In late 2010, Shell began an Eagle Ford appraisal program at Piloncillo Ranch in South Texas. These wells are 8,500’ – 9,500’ TVD horizontals, with an average total depth of 14,500’ MD. Their primary target is the Cretaceous Eagle Ford shale. The Shell leases are located in the gas-condensate window. Shell is currently running a five rig development program. Initially, reservoir pressures were thought to be in the 12.5 ppg range, but Diagnostic Fracture Injection Tests (DFITs) showed the actual pore pressure to be greater than or equal to 14 ppg.

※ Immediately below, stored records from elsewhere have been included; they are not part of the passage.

PR #4943, opened 2026-09-02
fix(item5): resolve date_in builtin range names case-insensitively

larryliang-inetsoft:
## Summary
- `ConditionUtil.fromModelToConditionList`'s builtin `DateCondition` lookup (and the matching worksheet date-range-assembly lookup) used `equals()` against the exact builtin name, so a case variant an LLM might naturally produce (e.g. `"Last Year"` for the builtin `"Last year"`) silently failed to match and fell through instead of resolving to the real condition.
- `WorksheetMutationSupport`'s parallel builtin lookup had the same case-sensitivity bug.
- Both now match case-insensitively (`equalsIgnoreCase`), and `ConditionUtil` now throws a clear `IllegalArgumentException` naming the bad value when nothing matches (builtin or worksheet assembly), instead of silently dropping the condition.

## Test plan
- [x] Added `ConditionUtilTest#aBuiltinDateRangeNameInTheWrongCaseStillResolvesToTheSameDateCondition` — wrong-cased builtin name resolves to the same `DateCondition` as the correctly-cased name.
- [x] Added `ConditionUtilTest#anUnrecognizedDateRangeNameThrows` — an unrecognized date range name fails loud instead of falling through silently.
- [x] Added `WorksheetEditServiceMutatorsTest#addFilterWithDateInResolvesANameInTheWrongCase` — mirrors the fix in `WorksheetMutationSupport`'s builtin lookup.
- [x] `./mvnw -pl community/core -o clean test -Dtest=ConditionUtilTest,WorksheetEditServiceMutatorsTest` — 230 tests, 0 failures, 0 errors.

### DIFF
--- a/core/src/main/java/inetsoft/web/composer/model/condition/ConditionUtil.java
+++ b/core/src/main/java/inetsoft/web/composer/model/condition/ConditionUtil.java
@@ -133,7 +133,7 @@ public class ConditionUtil {
 
                   // look for a built in condition with this name and clone it
                   for(DateCondition dateCondition : DateCondition.getBuiltinDateConditions()) {
-                     if(dateCondition.getName().equals(value)) {
+                     if(dateCondition.getName().equalsIgnoreCase(value)) {
                         condition = (XCondition) dateCondition.clone();
                         break;
                      }
@@ -143,10 +143,21 @@ public class ConditionUtil {
                   if(condition == null && rws != null) {
                      Worksheet ws = rws.getWorksheet();
 
-                     if(ws.getAssembly(value) instanceof DateRangeAssembly) {
-                        condition = ((DateRangeAssembly) ws.getAssembly(value))
-                           .getDateRange().clone();
+                     for(Assembly assembly : ws.getAssemblies()) {
+                        if(assembly instanceof DateRangeAssembly &&
+                           assembly.getName().equalsIgnoreCase(value))
+                        {
+                           condition = ((DateRangeAssembly) assembly).getDateRange().clone();
+                           break;
+                        }
                      }
+                  }
+
+                  if(condition == null) {
+                     throw new IllegalArgumentException(
+                        "'" + value + "' is not a known date range. Call list_condition_date_ranges " +
+                        "for the exact built-in names (e.g. \"Last month\"), or name a worksheet " +
+                        "date-range assembly.");
                   }
                }
                else if(conditionModel.getOperation() == AbstractCondition.TOP_N ||
--- a/core/src/main/java/inetsoft/web/composer/model/condition/ConditionUtil.java
+++ b/core/src/main/java/inetsoft/web/composer/model/condition/ConditionUtil.java
@@ -143,12 +143,21 @@ public class ConditionUtil {
                   if(condition == null && rws != null) {
                      Worksheet ws = rws.getWorksheet();
 
-                     for(Assembly assembly : ws.getAssemblies()) {
-                        if(assembly instanceof DateRangeAssembly &&
-                           assembly.getName().equalsIgnoreCase(value))
-                        {
-                           condition = ((DateRangeAssembly) assembly).getDateRange().clone();
-                           break;
+                     if(ws.getAssembly(value) instanceof DateRangeAssembly) {
+                        condition = ((DateRangeAssembly) ws.getAssembly(value))
+                           .getDateRange().clone();
+                     }
+                     else {
+                        // fall back to a case-insensitive scan only when no assembly is
+                        // named exactly value, so two assemblies differing only by case
+                        // never shadow the one the caller actually named
+                        for(Assembly assembly : ws.getAssemblies()) {
+                           if(assembly instanceof DateRangeAssembly &&
+                              assembly.getName().equalsIgnoreCase(value))
+                           {
+                              condition = ((DateRangeAssembly) assembly).getDateRange().clone();
+                              break;
+                           }
                         }
                      }
                   }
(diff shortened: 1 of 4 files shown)


larryliang-inetsoft:
## Round 1 review

Head commit reviewed: `beffa0bdb2c54a77b220fd82f8975a8d72abee40`.

**Checked**: full DATE_IN branch in `ConditionUtil.java` (confirmed the new fail-loud throw sits
inside the DATE_IN branch, not the shared line-165 fallback used by every other operator);
`WorksheetMutationSupport.resolveDateInCondition`'s scoped one-line change; `date_in`'s contract
in the plugin tool surface (`list_condition_date_ranges`: "These are names, not dates; do not
invent one" -- confirms fail-loud on no-match cannot break a legitimate literal-date use, since
there isn't one); independently re-extracted and checked all 83 builtin `dateConditions.xml`
entries for a case-insensitive collision (none found, actual count is 83, not the 69 the
diagnosis/refute docs cite -- doesn't change the safety conclusion, noted for the record).

**Alternate scenarios walked**: the sibling code path (viewsheet `set_condition` via
`ConditionUtil.java` vs. worksheet-table tools `add_filter`/`set_conditions`/`add_named_group` via
`WorksheetMutationSupport.java`, which its own javadoc says deliberately mirrors the former);
`rws == null` boundary; case-collision risk in both the builtin list and worksheet-assembly names.
Counter-example I tried and could not build: a regression in builtin-name matching for any
non-DATE_IN operator, or in the interactive Composer UI dialogs (dropdown-sourced, cannot send a
case mismatch today).

**Counter-example I could build** (findings below): a wrong-case *custom worksheet-defined*
`DateRangeAssembly` name behaves differently between the two "mirrored" resolvers after this PR.

### Findings

**Finding 1 (Important)** -- `ConditionUtil.java`'s `DateRangeAssembly` fallback (DATE_IN branch)
was widened to `equalsIgnoreCase` (iterating `ws.getAssemblies()`), but
`WorksheetMutationSupport.resolveDateInCondition`'s equivalent fallback
(`ws.getAssembly(value) instanceof DateRangeAssembly`) was left exact-match only. These two
methods are documented as deliberately mirroring each other. Concretely: a worksheet
`DateRangeAssembly` named `"MyFiscalQ1"` referenced via `date_in` value `"myfiscalq1"` now
resolves through `set_condition` (viewsheet path) but is rejected with `"not a known date range"`
through `add_filter`/`set_conditions`/`add_named_group`/`edit_named_group` (worksheet path) for
the identical input -- the exact class of inconsistency this item is about, reintroduced at the
one spot the diagnosis flagged as optional/fixer's-discretion without reconciling the two files.
Suggested fix: apply the same treatment to `WorksheetMutationSupport.java`'s fallback, or revert
`ConditionUtil.java`'s to exact match, so both agree.

**Finding 2 (Important)** -- the rewritten `DateRangeAssembly` fallback loop in
`ConditionUtil.java` (direct `ws.getAssembly(value)` lookup -> iterate-and-`equalsIgnoreCase`) has
zero regression-test coverage (neither this PR's new tests nor any pre-existing
`ConditionUtilTest` case exercises the `DateRangeAssembly` path at all), and it returns the first
case-insensitive match in iteration order rather than preferring an exact match -- if a worksheet
ever has two `DateRangeAssembly`s whose names differ only by case, resolution is no longer
deterministic the way the original exact `ws.getAssembly(value)` lookup was. Suggested fix: try an
exact match first, fall back to case-insensitive on a miss, and add a regression test for this
branch (correct-case and wrong-case), mirroring what this PR already did for the builtin-name
half in both files.

### Verdict

**Changes requested.** Core mechanism, throw placement, and the builtin-name half of the fix (both
files) are correct and well-tested by my independent read. CI's `build` check failed on an
unrelated pre-existing flake (`ScheduleTaskFolderControllerTest` NPE, unrelated to conditions/date
ranges -- corroborated by different unrelated flaky failures on other unrelated PRs' builds in the
same window); a rerun was triggered and is still in flight. CI should be rechecked green before
merge regardless of these findings.

Full review: `docs/teams/2026-09-01-bugs-composer-b5c6-followon/item5/04-review-r1.md` in
stylebi-wiz.

larryliang-inetsoft:
## Round 2 review

Head commit reviewed: `8e5e1d16df6934f584505b7fc04126fab3765ae1` (range since round 1:
`beffa0bdb2c54a77b220fd82f8975a8d72abee40..8e5e1d16d`).

**Checked**: full diff since round 1, and the full current content of both changed production
files at the new head (not just the incremental patch). Confirmed both files now use the identical
shape -- exact-name match via `ws.getAssembly(value)` first, falling back to a case-insensitive
scan over `ws.getAssemblies()` only on a miss -- closing both round-1 findings:
- Finding 1 (cross-file inconsistency on custom `DateRangeAssembly` names): fixed --
  `WorksheetMutationSupport.resolveDateInCondition` now mirrors `ConditionUtil.java` exactly, per
  its own javadoc's claim.
- Finding 2 (untested rewrite, not exact-match-first): fixed -- exact match is tried first in both
  files (restoring the original determinism for two assemblies differing only by case), and the
  branch is now covered by 4 new tests across both files, including a test that constructs exactly
  that two-assemblies-differing-by-case scenario and asserts the exact name wins over scan order.

**Alternate scenario tried this round**: exact-match hit that isn't a `DateRangeAssembly` (e.g. a
table assembly happens to share the exact name), to see if the type-filtered case-insensitive
fallback was skipped incorrectly in that case -- confirmed it correctly proceeds to the fallback
scan for an actual `DateRangeAssembly` match elsewhere by name. No new problem found.

**New findings**: none.

**Verdict**: Approved. CI green -- `build` passed (19m57s, this repo's normal full-suite runtime),
Semgrep OSS/Scan, claude-review, and license/cla all pass.

Full review: `docs/teams/2026-09-01-bugs-composer-b5c6-followon/item5/05-review-r2.md` in
stylebi-wiz. Squash-merging.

Initially, underbalanced drilling techniques were used to drill the 14-14.5 ppg formation with 11 ppg oil based mud. The Eagle Ford has no natural fractures in this area. As more wells were drilled, however, completion fracturing of offset wells began to cause well control problems, as induced fractures were encountered in horizontal sections during drilling. Initially, it was thought that additional casing strings would be required to deal with the higher pressures and flow capability of the 14-14.5 ppg fracture; however, through well control modeling and experience with underbalanced drilling in other tight gas environments, tripping and heavy pill spotting procedures were developed that allowed the wells to be drilled with the initial casing program.

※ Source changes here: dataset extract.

PR #4945, opened 2026-09-02
Add Aerospike and OrientDB to the tabular catalog SPI, and let it carry sampled columns

Nelson-cao:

This paper will describe the development of fit for purpose well control techniques used to drill underbalanced horizontal wells in the Eagle Ford shale gas play. It will discuss how the characteristics of tight shale formations in horizontal wells resulted in a different approach to well control and tripping procedures. Several simple techniques for establishing an understanding of real time data have helped to make decisions in the field with current information:
Institute a dual density system to stop reservoir flow and prevent up-hole losses
Create a Horner Plot for distinguishing ballooning from reservoir flow if losses are experienced
Create a mud weight vs. influx flow plot for predicting flow changes with mud weight
Ascertain how the influx rate and location affect the time at which it would a take a well to unload to dry gas
The paper will also describe the software modeling used to determine influx responses and the methodology developed around it. This methodology is applicable to other tight shale formations drilled horizontally and developed around the globe. These procedures can significantly reduce non-productive time and minimize serious well control events on horizontal shale wells when properly followed.